What happens if the service goes downThe tool stops working until the service is restoredNothing changes. The app is self-contained. It works indefinitely.
Who can see your source codeThe service provider. Their infrastructure team. Potentially their LLM provider if AI is involved.Only you. The OS processes CODEXT runs under. No one else.
What happens to your dataStored on remote servers. Subject to the provider's privacy policy, breach risk, and legal jurisdiction.Stays on your filesystem. Subject only to your own security practices.
Output formatOften proprietary — tied to the tool's UI, API, or format. Hard to export or migrate.Plain .txt. Opens in any editor. Pasteable anywhere. No migration needed, ever.
Why the output is plain .txt

The output format is the last place to lock in users. Proprietary formats require proprietary tools to open. JSON schemas require parsers. Binary formats require viewers. A plain .txt file requires nothing — any text editor, terminal, AI interface, or automation script can consume it.

Universal AI compatibility
Every AI model that accepts text input accepts a .txt file. Claude, GPT-4, Gemini, Mistral, Ollama, LM Studio — all of them. No adapter, no SDK, no API integration required.
Human-readable first
You can open the output file, read it, grep it, diff it, and commit it to version control. It's structured, but not opaque. You never need CODEXT to read CODEXT output.
Zero migration cost
If you stop using CODEXT tomorrow, every .txt file you've ever generated is still fully usable. There's nothing to export, convert, or migrate. Your workflow continues unchanged.
Trust as an architectural property

Developer trust is not built by writing a good privacy policy.
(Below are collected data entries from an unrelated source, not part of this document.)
PR #66, opened 2017-11-06
Send message to Slack when getting unknown replies, and minor formatting

### LINKED ISSUE #33: Send message to Slack when receiving unprocessable inbox messages
Current process for handling messages is waiting for Reddit to email unread messages to me and then manually following up.

Investigate and implement messaging Slack with the contents of received messages that cannot be processed.

perryprog:
Closes #33 

I also removed two unused imports, and some minor formatting.

### DIFF
--- a/tor/core/inbox.py
+++ b/tor/core/inbox.py
@@ -90,31 +90,35 @@ def check_inbox(config):
             if 'i accept' in reply.body.lower():
                 process_coc(reply, config)
                 reply.mark_read()
+                return
 
-            elif 'claim' in reply.body.lower():
+            if 'claim' in reply.body.lower():
                 process_claim(reply, config)
                 reply.mark_read()
+                return
 
-            elif 'done' in reply.body.lower():
+            if 'done' in reply.body.lower():
                 process_done(reply, config)
                 reply.mark_read()
+                return
 
             # trigger on "thanks" and "thank you"
-            elif 'thank' in reply.body.lower():
+            if 'thank' in reply.body.lower():
                 process_thanks(reply, config)
                 reply.mark_read()
+                return
 
-            elif '!override' in reply.body.lower():
+            if '!override' in reply.body.lower():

It's built by making it technically impossible to violate that policy — by removing the infrastructure that would allow violations in the first place.

CODEXT doesn't have a server that could be breached. It doesn't have a database that could be subpoenaed. It doesn't have analytics that could be sold. These aren't missing features — they're deliberate omissions that make a class of problems impossible rather than unlikely.

If you want to verify any of these claims: run CODEXT with a network monitor (Wireshark, Charles Proxy, Little Snitch) and watch the traffic. With no license to activate and no GitHub to connect, there should be zero outbound connections. That's the test.